What is expected ▸ Determine how many lines in the listing contain the string "android". Only that number goes in the answer.

Material shown ▸

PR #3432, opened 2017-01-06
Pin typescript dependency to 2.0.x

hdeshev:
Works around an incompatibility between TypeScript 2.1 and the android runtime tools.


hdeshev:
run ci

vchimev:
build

...

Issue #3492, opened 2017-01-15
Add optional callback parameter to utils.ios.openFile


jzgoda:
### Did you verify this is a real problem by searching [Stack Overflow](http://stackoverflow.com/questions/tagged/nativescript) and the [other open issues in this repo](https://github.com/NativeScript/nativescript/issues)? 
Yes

---

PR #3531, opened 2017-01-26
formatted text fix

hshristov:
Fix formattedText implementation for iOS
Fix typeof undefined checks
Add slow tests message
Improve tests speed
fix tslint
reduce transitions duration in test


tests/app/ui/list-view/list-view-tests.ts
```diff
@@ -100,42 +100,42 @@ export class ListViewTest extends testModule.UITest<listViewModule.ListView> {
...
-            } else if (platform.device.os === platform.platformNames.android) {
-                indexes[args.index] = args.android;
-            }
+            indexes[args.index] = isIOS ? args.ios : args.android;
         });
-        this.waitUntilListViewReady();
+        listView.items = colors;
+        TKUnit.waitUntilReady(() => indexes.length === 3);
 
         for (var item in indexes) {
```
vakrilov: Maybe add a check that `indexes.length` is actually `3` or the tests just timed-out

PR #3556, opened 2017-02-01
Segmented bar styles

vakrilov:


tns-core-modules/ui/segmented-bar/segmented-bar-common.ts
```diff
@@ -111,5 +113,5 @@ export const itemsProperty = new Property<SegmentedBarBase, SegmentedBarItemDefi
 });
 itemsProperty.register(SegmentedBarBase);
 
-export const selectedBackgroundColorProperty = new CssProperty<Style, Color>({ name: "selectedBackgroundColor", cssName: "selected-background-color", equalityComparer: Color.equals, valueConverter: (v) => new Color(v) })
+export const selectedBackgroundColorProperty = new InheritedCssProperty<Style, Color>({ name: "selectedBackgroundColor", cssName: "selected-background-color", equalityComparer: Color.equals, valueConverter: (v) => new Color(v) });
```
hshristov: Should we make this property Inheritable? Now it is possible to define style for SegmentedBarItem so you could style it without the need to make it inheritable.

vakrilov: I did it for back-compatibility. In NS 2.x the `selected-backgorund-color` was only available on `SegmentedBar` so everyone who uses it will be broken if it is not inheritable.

Solution for this exercise ▸ 4